§ **ACTION ITEM**:
Count up the lines in the listing below that hold "then", and answer with the total alone.
*** Begin section ***
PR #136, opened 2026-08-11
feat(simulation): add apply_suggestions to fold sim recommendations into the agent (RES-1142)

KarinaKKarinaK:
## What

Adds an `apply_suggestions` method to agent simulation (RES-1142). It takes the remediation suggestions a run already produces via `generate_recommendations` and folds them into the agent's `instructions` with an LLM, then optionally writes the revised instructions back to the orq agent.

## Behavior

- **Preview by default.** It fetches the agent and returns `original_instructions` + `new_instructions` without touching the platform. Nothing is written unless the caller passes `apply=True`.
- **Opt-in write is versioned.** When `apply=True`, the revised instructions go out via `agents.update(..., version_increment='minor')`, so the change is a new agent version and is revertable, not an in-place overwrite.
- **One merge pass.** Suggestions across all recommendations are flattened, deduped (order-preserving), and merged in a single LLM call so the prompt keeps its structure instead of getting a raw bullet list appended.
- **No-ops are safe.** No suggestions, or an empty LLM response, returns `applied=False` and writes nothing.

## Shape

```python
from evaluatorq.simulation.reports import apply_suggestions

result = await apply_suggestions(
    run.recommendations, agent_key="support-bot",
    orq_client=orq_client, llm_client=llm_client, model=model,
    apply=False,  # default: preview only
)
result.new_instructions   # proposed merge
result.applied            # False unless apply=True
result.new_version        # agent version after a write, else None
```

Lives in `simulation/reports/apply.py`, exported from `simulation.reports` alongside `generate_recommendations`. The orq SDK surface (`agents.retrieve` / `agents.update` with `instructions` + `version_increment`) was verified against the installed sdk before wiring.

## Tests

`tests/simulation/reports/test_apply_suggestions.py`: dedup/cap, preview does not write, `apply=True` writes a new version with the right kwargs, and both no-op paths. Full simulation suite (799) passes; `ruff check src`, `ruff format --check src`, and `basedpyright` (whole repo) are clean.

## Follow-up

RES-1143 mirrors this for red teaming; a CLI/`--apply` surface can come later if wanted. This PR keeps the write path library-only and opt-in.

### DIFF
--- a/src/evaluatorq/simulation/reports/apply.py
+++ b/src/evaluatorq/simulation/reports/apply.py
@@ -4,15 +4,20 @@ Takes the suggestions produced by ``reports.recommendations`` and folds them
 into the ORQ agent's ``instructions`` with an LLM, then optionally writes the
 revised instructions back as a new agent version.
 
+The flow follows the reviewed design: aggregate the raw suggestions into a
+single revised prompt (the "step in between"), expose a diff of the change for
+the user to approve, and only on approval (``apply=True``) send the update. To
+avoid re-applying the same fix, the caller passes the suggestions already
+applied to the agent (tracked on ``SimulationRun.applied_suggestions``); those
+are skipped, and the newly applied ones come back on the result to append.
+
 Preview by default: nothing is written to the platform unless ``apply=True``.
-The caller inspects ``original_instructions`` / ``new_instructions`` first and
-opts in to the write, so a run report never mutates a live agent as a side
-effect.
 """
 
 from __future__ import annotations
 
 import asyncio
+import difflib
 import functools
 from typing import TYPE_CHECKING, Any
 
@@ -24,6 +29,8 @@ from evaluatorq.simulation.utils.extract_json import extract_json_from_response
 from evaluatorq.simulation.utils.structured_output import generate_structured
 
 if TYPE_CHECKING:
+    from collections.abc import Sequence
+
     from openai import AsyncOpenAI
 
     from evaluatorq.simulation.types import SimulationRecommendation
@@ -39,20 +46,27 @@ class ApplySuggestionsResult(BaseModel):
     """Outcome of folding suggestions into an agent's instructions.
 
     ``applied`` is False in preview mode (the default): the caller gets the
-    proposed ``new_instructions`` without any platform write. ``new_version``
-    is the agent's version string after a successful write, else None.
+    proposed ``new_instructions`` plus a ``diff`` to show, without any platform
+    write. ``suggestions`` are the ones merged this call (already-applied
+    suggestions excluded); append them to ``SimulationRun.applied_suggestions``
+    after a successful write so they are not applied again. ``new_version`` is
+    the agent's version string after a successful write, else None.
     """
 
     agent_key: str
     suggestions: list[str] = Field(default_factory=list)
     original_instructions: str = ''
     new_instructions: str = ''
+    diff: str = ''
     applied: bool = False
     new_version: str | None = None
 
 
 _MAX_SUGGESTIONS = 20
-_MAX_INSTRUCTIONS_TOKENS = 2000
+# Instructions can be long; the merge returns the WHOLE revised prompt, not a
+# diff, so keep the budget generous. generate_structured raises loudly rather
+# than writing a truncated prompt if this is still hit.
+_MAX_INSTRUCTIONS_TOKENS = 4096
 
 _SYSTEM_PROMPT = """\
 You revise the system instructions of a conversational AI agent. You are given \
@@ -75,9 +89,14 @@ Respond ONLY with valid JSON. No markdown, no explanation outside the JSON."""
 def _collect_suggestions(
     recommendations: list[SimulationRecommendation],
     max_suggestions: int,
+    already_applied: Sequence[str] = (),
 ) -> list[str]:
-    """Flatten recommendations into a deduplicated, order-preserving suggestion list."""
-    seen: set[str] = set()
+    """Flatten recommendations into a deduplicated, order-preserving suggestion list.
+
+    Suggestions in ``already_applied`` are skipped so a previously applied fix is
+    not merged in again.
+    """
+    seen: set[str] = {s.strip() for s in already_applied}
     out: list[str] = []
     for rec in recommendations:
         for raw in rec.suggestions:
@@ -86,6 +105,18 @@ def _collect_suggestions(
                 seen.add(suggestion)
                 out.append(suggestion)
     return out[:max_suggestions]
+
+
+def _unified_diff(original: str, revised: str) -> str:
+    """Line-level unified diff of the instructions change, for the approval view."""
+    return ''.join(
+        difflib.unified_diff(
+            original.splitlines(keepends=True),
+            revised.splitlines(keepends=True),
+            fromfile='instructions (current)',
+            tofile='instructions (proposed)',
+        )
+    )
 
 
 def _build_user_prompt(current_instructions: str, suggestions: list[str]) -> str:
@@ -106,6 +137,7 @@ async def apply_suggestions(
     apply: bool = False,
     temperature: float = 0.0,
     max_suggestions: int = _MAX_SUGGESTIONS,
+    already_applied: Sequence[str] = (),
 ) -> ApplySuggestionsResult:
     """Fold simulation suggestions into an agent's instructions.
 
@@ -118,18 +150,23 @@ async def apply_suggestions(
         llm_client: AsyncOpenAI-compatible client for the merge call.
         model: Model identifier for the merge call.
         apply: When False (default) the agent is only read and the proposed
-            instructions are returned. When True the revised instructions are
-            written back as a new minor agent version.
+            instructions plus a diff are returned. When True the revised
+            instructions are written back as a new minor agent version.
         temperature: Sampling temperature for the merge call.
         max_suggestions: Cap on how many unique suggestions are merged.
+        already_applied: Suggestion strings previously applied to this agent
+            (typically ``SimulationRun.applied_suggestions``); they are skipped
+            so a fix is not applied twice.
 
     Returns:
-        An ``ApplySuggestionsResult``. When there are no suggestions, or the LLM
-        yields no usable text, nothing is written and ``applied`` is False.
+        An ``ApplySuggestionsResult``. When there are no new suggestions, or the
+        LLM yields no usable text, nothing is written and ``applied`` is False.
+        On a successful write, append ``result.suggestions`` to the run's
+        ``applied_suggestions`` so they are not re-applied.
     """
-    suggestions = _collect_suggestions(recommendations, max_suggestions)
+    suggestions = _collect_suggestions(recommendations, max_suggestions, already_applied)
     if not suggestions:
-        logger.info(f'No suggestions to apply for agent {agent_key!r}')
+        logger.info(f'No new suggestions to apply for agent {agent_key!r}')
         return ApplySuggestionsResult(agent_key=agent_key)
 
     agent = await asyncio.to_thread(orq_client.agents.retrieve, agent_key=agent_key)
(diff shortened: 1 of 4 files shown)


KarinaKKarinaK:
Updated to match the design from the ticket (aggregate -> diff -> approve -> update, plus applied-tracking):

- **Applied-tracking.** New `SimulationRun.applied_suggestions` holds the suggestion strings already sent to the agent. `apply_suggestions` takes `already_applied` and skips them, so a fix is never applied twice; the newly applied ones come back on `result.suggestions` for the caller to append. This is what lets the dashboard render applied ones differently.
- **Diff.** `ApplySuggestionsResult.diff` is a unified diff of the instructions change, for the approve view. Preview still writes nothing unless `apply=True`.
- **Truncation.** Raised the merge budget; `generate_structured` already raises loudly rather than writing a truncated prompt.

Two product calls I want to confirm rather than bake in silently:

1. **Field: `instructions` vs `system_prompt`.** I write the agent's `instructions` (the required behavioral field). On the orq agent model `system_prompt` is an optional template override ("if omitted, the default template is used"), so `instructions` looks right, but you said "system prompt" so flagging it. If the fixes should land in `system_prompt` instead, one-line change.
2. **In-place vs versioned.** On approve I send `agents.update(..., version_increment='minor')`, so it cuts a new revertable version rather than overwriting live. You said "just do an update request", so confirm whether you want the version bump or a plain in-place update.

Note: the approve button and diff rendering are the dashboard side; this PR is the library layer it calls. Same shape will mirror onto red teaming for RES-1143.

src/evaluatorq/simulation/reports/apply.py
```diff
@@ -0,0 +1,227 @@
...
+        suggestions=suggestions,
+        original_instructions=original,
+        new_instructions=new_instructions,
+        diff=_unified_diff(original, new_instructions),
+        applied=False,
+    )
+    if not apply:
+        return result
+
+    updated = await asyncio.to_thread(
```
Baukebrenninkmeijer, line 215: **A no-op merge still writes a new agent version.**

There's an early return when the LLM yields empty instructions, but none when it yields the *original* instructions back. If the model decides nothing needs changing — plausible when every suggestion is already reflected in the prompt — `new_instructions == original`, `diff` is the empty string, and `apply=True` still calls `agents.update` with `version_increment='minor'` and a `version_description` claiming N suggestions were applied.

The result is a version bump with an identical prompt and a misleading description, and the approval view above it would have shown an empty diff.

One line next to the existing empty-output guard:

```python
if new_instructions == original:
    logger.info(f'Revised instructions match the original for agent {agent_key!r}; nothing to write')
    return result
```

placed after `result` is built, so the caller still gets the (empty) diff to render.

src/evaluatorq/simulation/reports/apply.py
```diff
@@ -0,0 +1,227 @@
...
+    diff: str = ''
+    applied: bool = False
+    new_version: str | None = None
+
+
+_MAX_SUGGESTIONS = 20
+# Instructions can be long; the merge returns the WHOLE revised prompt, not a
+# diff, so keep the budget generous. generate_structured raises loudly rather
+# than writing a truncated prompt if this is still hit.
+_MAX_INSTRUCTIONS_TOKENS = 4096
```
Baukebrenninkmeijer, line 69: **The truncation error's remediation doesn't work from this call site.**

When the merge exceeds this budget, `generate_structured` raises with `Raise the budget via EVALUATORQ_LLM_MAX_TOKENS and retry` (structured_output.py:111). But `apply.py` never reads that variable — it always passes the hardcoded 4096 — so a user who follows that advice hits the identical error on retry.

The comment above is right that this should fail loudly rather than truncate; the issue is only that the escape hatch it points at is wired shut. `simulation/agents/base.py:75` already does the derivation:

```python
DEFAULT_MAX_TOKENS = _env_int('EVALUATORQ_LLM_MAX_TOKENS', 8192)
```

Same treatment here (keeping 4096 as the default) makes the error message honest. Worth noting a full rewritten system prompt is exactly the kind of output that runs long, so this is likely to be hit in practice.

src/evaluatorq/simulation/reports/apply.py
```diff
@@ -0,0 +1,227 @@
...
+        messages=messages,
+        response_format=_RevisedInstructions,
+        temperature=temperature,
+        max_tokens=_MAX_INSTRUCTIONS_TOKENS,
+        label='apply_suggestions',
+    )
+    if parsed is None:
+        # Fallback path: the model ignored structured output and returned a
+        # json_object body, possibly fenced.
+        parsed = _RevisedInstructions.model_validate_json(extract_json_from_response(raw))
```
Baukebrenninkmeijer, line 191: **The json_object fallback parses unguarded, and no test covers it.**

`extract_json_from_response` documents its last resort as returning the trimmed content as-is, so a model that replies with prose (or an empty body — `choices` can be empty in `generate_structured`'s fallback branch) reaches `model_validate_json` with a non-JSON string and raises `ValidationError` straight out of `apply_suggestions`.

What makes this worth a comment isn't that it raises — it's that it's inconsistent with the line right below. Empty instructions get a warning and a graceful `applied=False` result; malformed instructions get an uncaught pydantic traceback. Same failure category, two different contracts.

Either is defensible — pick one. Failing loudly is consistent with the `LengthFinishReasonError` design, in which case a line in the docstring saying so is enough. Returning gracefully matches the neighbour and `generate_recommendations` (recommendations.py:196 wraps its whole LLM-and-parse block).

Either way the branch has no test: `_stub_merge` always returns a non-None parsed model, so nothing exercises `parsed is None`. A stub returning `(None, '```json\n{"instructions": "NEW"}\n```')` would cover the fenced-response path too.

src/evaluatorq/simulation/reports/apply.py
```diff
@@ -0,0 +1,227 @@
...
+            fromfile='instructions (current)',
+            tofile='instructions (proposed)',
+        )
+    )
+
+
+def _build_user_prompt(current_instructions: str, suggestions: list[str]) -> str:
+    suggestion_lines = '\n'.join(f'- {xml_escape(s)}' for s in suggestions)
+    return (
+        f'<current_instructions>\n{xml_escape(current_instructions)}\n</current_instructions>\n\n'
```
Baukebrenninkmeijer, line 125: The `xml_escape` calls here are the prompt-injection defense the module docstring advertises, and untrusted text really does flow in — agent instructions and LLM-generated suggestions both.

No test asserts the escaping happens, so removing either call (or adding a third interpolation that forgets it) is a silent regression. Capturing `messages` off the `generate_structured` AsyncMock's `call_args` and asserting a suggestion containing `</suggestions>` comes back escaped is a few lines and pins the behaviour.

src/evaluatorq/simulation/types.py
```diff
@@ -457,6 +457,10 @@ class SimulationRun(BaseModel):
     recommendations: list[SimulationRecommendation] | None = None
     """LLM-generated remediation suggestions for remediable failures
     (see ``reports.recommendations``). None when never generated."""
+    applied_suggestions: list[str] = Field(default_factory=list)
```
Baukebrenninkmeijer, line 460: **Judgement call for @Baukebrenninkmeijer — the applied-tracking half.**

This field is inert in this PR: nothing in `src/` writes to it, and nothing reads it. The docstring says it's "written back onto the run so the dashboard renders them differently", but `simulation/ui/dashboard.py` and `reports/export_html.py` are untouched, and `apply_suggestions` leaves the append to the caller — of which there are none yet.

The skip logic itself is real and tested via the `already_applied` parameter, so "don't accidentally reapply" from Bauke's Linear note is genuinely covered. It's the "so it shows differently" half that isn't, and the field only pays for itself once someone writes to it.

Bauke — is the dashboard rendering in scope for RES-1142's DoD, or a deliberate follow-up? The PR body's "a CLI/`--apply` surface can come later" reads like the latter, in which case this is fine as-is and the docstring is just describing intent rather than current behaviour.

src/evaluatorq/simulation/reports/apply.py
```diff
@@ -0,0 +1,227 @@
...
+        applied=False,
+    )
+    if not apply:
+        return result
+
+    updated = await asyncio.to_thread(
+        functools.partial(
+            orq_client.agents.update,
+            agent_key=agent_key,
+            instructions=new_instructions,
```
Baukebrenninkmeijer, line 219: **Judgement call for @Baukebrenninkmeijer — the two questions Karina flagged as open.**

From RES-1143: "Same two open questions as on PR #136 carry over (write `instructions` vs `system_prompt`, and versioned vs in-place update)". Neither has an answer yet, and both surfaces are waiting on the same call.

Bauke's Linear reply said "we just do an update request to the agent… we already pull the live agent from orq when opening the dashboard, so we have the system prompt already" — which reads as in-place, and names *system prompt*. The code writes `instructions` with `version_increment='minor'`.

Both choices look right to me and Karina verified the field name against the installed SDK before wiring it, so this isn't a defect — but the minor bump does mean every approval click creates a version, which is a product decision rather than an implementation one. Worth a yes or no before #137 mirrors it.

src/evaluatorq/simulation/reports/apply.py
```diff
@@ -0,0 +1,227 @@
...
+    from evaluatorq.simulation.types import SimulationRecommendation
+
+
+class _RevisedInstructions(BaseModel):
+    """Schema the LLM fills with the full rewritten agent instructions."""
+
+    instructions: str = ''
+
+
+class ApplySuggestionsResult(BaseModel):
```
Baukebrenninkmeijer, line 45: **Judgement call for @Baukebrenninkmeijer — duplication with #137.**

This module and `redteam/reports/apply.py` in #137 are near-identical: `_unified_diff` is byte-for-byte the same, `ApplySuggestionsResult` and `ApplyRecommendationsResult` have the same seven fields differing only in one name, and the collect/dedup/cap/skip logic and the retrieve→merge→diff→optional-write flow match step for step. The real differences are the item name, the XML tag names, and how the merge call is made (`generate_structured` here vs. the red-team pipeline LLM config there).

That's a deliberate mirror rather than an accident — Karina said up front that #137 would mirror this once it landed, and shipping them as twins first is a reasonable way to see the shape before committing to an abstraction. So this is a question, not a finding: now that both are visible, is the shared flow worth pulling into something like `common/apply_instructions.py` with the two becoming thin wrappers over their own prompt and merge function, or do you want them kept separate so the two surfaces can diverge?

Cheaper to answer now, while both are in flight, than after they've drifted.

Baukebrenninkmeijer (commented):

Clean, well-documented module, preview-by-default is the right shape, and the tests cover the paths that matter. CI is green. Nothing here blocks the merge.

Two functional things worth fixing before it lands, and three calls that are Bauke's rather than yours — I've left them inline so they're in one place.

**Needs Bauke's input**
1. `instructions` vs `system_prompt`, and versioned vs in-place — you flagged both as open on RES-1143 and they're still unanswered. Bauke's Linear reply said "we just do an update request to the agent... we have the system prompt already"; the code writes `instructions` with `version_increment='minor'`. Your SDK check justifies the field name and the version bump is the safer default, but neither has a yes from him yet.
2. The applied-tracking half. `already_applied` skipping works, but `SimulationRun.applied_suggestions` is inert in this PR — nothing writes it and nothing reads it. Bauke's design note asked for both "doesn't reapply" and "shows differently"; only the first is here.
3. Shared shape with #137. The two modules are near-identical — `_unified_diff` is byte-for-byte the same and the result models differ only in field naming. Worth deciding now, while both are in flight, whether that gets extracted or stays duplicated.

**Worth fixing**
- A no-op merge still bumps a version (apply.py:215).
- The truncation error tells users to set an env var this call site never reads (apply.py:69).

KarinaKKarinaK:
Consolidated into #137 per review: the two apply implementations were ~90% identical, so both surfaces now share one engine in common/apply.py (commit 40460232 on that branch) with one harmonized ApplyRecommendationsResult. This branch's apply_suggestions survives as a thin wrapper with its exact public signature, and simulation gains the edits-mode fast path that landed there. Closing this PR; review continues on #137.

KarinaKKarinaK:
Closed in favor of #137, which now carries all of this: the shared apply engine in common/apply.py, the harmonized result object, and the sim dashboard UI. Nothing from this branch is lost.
*** End section ***
§ **TASK OUTPUT**:
2